Across large parts of South Africa, Zimbabwe, Malawi, Zambia, Mozambique, Botswana and Madagascar, the rainfall season has so far been the driest in the last 35 years.

Liz and I share an enduring  love for Africa and its remarkable people; we worked in Zambia for three years in the early 70s and often visited neighbouring Malawi at holiday times. We were in the middle of a colonial, war zone with Southern Rhodesia, Moxambique, Zaire and Angola all sharing land borders with Zambia.

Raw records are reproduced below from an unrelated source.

PR #1327, opened 2022-07-23
fix: fix saving empty team priority

ajohn25:
## Description
This prevents saving a team with a null priority value, and also adjusts the GraphQL schema to allow retrieving teams which have null priority values.

## Motivation and Context
Due to the visual bug on the create team form that presents an empty string value as 500 to the user, the user can create a team with a null priority. If a team with a null priority exists, loading the teams page isn't possible, because the GraphQL schema expects non null assignment priority values.

We generally want teams to have assignment priorities, but there are a number of database functions that already expect this column to be nullable. Assigning default priorities for team creation, and allowing the loading of teams if the priority value is null feels like a good solution here for these reasons.

## How Has This Been Tested?
This has been tested locally.

## Checklist:

### DIFF
--- a/src/containers/AdminTeamEditor/index.jsx
+++ b/src/containers/AdminTeamEditor/index.jsx
@@ -64,7 +64,9 @@ class AdminTeamEditor extends Component {
       "assignmentPriority"
     ]);
     if ("assignmentPriority" in team) {
-      team.assignmentPriority = parseInt(team.assignmentPriority, 10);
+      const rawPriority = team.assignmentPriority;
+      team.assignmentPriority =
+        rawPriority === "" ? 500 : parseInt(team.assignmentPriority, 10);
     }
 
     this.setState({ isWorking: true });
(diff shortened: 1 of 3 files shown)


bchrobot (approved):
Nice!

src/containers/AdminTeamEditor/index.jsx
```diff
@@ -64,7 +64,9 @@ class AdminTeamEditor extends Component {
       "assignmentPriority"
     ]);
     if ("assignmentPriority" in team) {
-      team.assignmentPriority = parseInt(team.assignmentPriority, 10);
+      const rawPriority = team.assignmentPriority;
+      team.assignmentPriority =
+        rawPriority === "" ? 500 : parseInt(team.assignmentPriority, 10);
```
hiemanshu, line 69: nitpick: parseInt for `rawPriority` since we're already reading that value.

hiemanshu (approved):

src/containers/AdminTeamEditor/index.jsx
ajohn25: Thanks, whole reason I wrote that 1st line and still forgot to change that lol

Issue #783, opened 2020-11-17
Add superadmin page


bchrobot:
**Is your feature request related to a problem? Please describe.**

There is no way for instance admins (superadmins) to:

1. Manage users that do not belong to an organization
1. Manage other superadmins
1. View billing reports

**Describe the solution you'd like**

Superadmins should have access to a superadmin portal on their instance to manage these things.

**Describe alternatives you've considered**

N/A

**Additional context**

These actions are responsible for a large portion of help desk tickets

hiemanshu:
This will create a new page that Superadmins can access through the user menu (on the top right, screenshot attached below).

The superadmin page will look similar to the main admin panel layout, with a sidebar on the left. It will start out with only 1 option in the sidebar, which will allow managing `People`.

In the people page, there will be a drop down to select the organization to manage, and will show a similar menu to the current organization's people page. In #1057 another option in the sidebar will be added to manage some organization settings. 

@bchrobot @politics-rewired/organizing thoughts?

hiemanshu:
<img width="305" alt="Screenshot 2022-07-25 at 4 56 38 PM" src="https://user-images.githubusercontent.com/367605/180769027-f135b01f-1649-40d9-8611-a516bea83d15.png">

bchrobot:
> In the people page, there will be a drop down to select the organization to manage, and will show a similar menu to the current organization's people page.

This ^^ should also allow viewing and managing other superadmins.

Otherwise, that all sounds good to me!

hiemanshu:
> > In the people page, there will be a drop down to select the organization to manage, and will show a similar menu to the current organization's people page.
> 
> This ^^ should also allow viewing and managing other superadmins.
> 
> Otherwise, that all sounds good to me!

So a new section (option in the sidebar) for this?

bchrobot:
> > > In the people page, there will be a drop down to select the organization to manage, and will show a similar menu to the current organization's people page.
> > 
> > 
> > This ^^ should also allow viewing and managing other superadmins.
> > Otherwise, that all sounds good to me!
> 
> So a new section (option in the sidebar) for this?

Either a new section or a "Superadmins" option at the top of the organization-selection dropdown. I think I lean more towards the latter. There could also be a "No Organization Memberships" dropdown option for texters who have not joined an organization for whatever reason.

ninabaldwin:
[...]

PR #1334, opened 2022-08-03
feat: add a superadmin page, add people management

hiemanshu:
## Description

Add a superadmin page where a superadmin can manage people from all orgs.

## Motivation and Context

Fixes #783 

## How Has This Been Tested?

Tested Locally

## Screenshots (if appropriate):

Screenshot 2022-08-03 at 2 23 31 PM
Screenshot 2022-08-03 at 2 23 39 PM
Screenshot 2022-08-03 at 2 23 47 PM

## Documentation Changes
Documentation will be required for this page. 

## Checklist:

- [x] My change requires a change to the documentation.
- [ ] I have included updates for the documentation accordingly.

---
- To see the specific tasks where the Asana app for GitHub is being used, see below:
  - https://app.asana.com/0/0/1202732920779586

PR #1347, opened 2022-08-09
feat(superadmin): allow managing other superadmins

hiemanshu:
## Description

Allow managing other superadmins in the superadmin page

## Motivation and Context

Part 2 of #783 

## How Has This Been Tested?

Tested locally

Screenshot 2022-08-09 at 7 40 58 PM
Screenshot 2022-08-09 at 7 41 14 PM
Screenshot 2022-08-09 at 7 41 17 PM
Screenshot 2022-08-09 at 7 41 43 PM
Screenshot 2022-08-09 at 7 41 48 PM
Screenshot 2022-08-09 at 7 41 52 PM

## Checklist:


hiemanshu:
@politics-rewired/organizing ping for copy / UI feedback!

libs/spoke-codegen/src/graphql/super-admin-people.graphql
```diff
@@ -1,6 +1,41 @@
...
+    isSuperadmin
+    isSuspended
+  }
+}
+
+query GetPeople {
+  people {
+    ...Users
+  }
+}
```
ajohn25, line 31: Question: Any reason for creating the Users fragment and not a Superadmins fragment for these similar queries?

src/components/AddSuperAdminDialog.tsx
```diff
@@ -0,0 +1,107 @@
...
+              </Button>
+            </DialogActions>
+          </div>
+        )}
+      </Dialog>
+      <Dialog open={confirmDialogOpen} onClose={handleConfirmDialogClose}>
+        <DialogTitle>Confirm add superadmin?</DialogTitle>
+        <DialogContent>
+          <DialogContentText>
+            Are you sure you want to make this user ({userEmail}) a superadmin?
```
ajohn25, line 93: We think we should try to be extra extra careful around picking the right person throughout this page!
```suggestion
            Are you sure you want to make this user ({user.displayName} [{user.email}]) a superadmin?
```

src/components/Navigation.tsx
```diff
@@ -25,7 +25,7 @@ export interface NavigationSection {
   path: string;
   role?: string;
   badge?: { count: number };
-  url?: string;
+  url: string;
```
ajohn25, line 28: Question: Was this just a temporary change from the last PR in #1334 that's reverted now that a URL is always passed or more to it?

src/containers/SuperAdminSuperAdmin.tsx
```diff
@@ -0,0 +1,177 @@
...
+        onSubmit={handleAddSuperAdmin}
+      />
+      <Dialog
+        open={confirmRemoveSuperAdminDialog}
+        onClose={handleConfirmRemoveSuperAdminDialogClose}
+      >
+        <DialogTitle>Confirm remove superadmin</DialogTitle>
+        <DialogContent>
+          <DialogContentText>
+            Are you sure you want to remove the superadmin?
```
ajohn25, line 158: Suggestion to mimic the Add Superadmin Dialog if possible
```suggestion
            Are you sure you want to remove the superadmin ({user.displayName} [{user.email}])?
```

src/server/api/schema.js
```diff
@@ -3541,7 +3555,13 @@ const rootResolvers = {
       { organizationId, cursor, campaignsFilter, role },
       { user }
     ) => {
-      await accessRequired(user, organizationId, "SUPERVOLUNTEER");
+      if (organizationId) {
+        await accessRequired(user, organizationId, "SUPERVOLUNTEER");
+      } else if (!user.is_superadmin) {
+        throw new ForbiddenError(
```
ajohn25, line 3561: Suggestion: Can this be simplified to
```suggestion
      if (organizationId) {
        await accessRequired(user, organizationId, "SUPERVOLUNTEER", true);
      } else {
        throw new ForbiddenError(
```

Also outside the scope of this PR but I wonder if we should create an issue to change `accessRequired` to default to `allowSuperadmin = true` There's a note from way back in [`EXPLANATION-development-guidelines.md`](https://github.com/politics-rewired/Spoke/blob/main/docs/EXPLANATION-development-guidelines.md?plain=1#L142) about the decision but I'm not sure that in the way that superadmin has evolved, we would ever call this without also intending to let superadmins perform whatever action?

src/server/api/schema.js
```diff
@@ -3810,6 +3830,14 @@ const rootResolvers = {
         prevCampaignId,
         nextCampaignId
       };
+    },
+    superadmins: async (_root, _options, { user }) => {
+      if (user.is_superadmin) {
```
ajohn25, line 3835: Question: Should this be available to supervols and higher instead? Ex. On the regular People page, all users with access can view who's a superadmin. The People page of course doesn't currently refer to this field, but could imagine future references to it which are similar to that.

src/server/api/user.js
```diff
@@ -165,7 +167,8 @@ export const resolvers = {
       "isSuspended"
     ]),
     isSuperadmin: (userRecord, _, { user: authUser }) => {
-      if (userRecord.id !== authUser.id) throw new ForbiddenError();
+      if (userRecord.id !== authUser.id && !authUser.is_superadmin)
```
ajohn25, line 170: Question: See previous comment. Possibly may want users with lower permissions to have access to who's a superadmin or not.

ajohn25 (changes requested):
Nice! Some small suggestions for consistency below

libs/spoke-codegen/src/graphql/super-admin-people.graphql
hiemanshu: No specific reason, just been following the convention of `Data` fragment from `DataList` types. Will change this to `SuperAdmins`

src/components/Navigation.tsx
hiemanshu: Correct. The URL is a required parameter to actually jump between the different sections.

src/components/AddSuperAdminDialog.tsx
```diff
@@ -0,0 +1,107 @@
...
+            <DialogContent>
+              <DialogContentText>
+                Select user to promote to superadmin
+              </DialogContentText>
+              <FormControl>
+                <InputLabel id="add-superadmin-label">Pick User</InputLabel>
+                <Select
+                  style={{ width: 500 }}
+                  labelId="add-superadmin-label"
+                  value={userEmail}
```
bchrobot, line 69: Required: consistently pass value to prevent component from switching back and forth between controlled and uncontrolled

Either

```suggestion
                  value={userEmail ?? ""}
```

or changing state type to

```ts
const [userEmail, setUserEmail] = useState<string>("");
```

and the onChange handler to:

```ts
setUserEmail(event.target.value ?? "");
```

src/containers/SuperAdminSuperAdmin.tsx
```diff
@@ -0,0 +1,177 @@
...
+          }}
+        >
+          <DeleteForeverIcon />
+        </IconButton>
+      )
+    }
+  ];
+  return loading ? (
+    <div>Loading...</div>
+  ) : (
```
bchrobot, line 124: Suggestion 1: early return instead of ternary operator

```suggestion
  if (loading) {
    return <div>Loading...</div>;
  }
  
  return (
```

Suggestion 2: Return [`<Skeleton />`](https://v4.mui.com/components/skeleton/)

bchrobot (changes requested):

src/server/api/schema.js
hiemanshu: I think if we need this for a specific use case in the future, we can evaluate it then, currently superadmins are only accessible to other superadmins, and themselves. (below comment). I don't see a specific reason to change this behavior, and would prefer to keep permissions closed down as default, rather than opening up for a future possibility. 

@bchrobot thoughts?

bchrobot (approved):

src/server/api/schema.js
bchrobot: Sorry, I thought I had responded to this a week ago. I agree with @hiemanshu that keeping things closed down by default and opening up later if/when we have a use case

ajohn25: Sounds good 👍🏾

ajohn25 (approved):

Issue #1213, opened 2022-05-17
Simplify auto-assignment views


bchrobot:
Autoassignment relies on 8 Postgres views and makes 50-100+ line queries against them.

A design doc showing relationships between:

- React components -> GraphQL resolvers
- GraphQL resolvers -> lib methods
- Worker/other internals -> lib methods
- lib methods -> Postgres views
- Postgres views -> Postgres views

would be helpful and also likely illuminate opportunities for simplification such as `assignable_campaign_within_sending_time` suggested [here](https://github.com/politics-rewired/Spoke/pull/1211#discussion_r874064853).

PR #1350, opened 2022-08-12
feat(autosend): add basic autosend page

### LINKED ISSUE #1245: Autosending has long page load time
**Describe the bug**

The autosending page takes a long time to load, especially if there are many eligible campaigns.

**To Reproduce**

1.  Create ~10 autosend-eligible campaigns
2.  Go to Autosending page
3.  Experience long load time

**Expected behavior**

The page should load quickly.

**Screenshots**

N/A

**Additional context**

Probably need to tweak caching settings. Pre-fetching data in earlier resolvers may also help.

### LINKED ISSUE #1275: Multiple autosending campaigns can show as "sending"
**Describe the bug**

Only one campaign should show as "sending" at a time, based on the contact queue prioritization by campaign ID [here](https://github.com/politics-rewired/Spoke/blob/1d7c0b36f70b6eeffc56b469785f2fdd9b4ad220/src/server/tasks/queue-autosend-initials.ts#L53). However, "sending" vs "up next" is determined by whether _any_ messages have been sent on the campaign (see [here](https://github.com/politics-rewired/Spoke/blob/1d7c0b36f70b6eeffc56b469785f2fdd9b4ad220/src/containers/AdminAutosending/components/AutosendingTargetRow.tsx#L48-L55)), not contact queue prioritization.

**To Reproduce**

1.  Create and start two campaigns
2.  Manually send 1 message on each campaign
3.  Queue both campaigns for autosending
4.  See both campaigns with status "sending"

**Expected behavior**

Only one campaign should show as sending at a time, and it should match the contact prioritization.

Something like the following:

The late Dr Hastings Banda, the former Malawi Life President and Edinburgh Medical School graduate, has got a pretty bad press over the years and probably deservedly so as his regime was perhaps the most repressive in Southern Africa. That said, it was a newly liberated entity and some measures may have been considered necessary by Banda. He retained relations with Apartheid South Africa to the dismay of many but its markets and stores were well stocked. There was a moral dilemma and he chose to prioritise the welfare of his people. Nor would its citizens have endured  anything as appalling as the murder and torture of thousands of the Kikiyu clan in British ruled Kenya – a suppression  overseen and approved  by Colonial Secretary, Winston Churchill.

Today, millions of helpless men, women and children are facing a certain, slow and lingering death under the African sun. The tremendous wealth of Britain and other European countries derived directly from the colonising of the whole continent of Africa. Many of us already know our obligations to the people there and many will respond generously to the current aid campaigns of a variety of NGOs.

For the sake of humanity, give all that you can.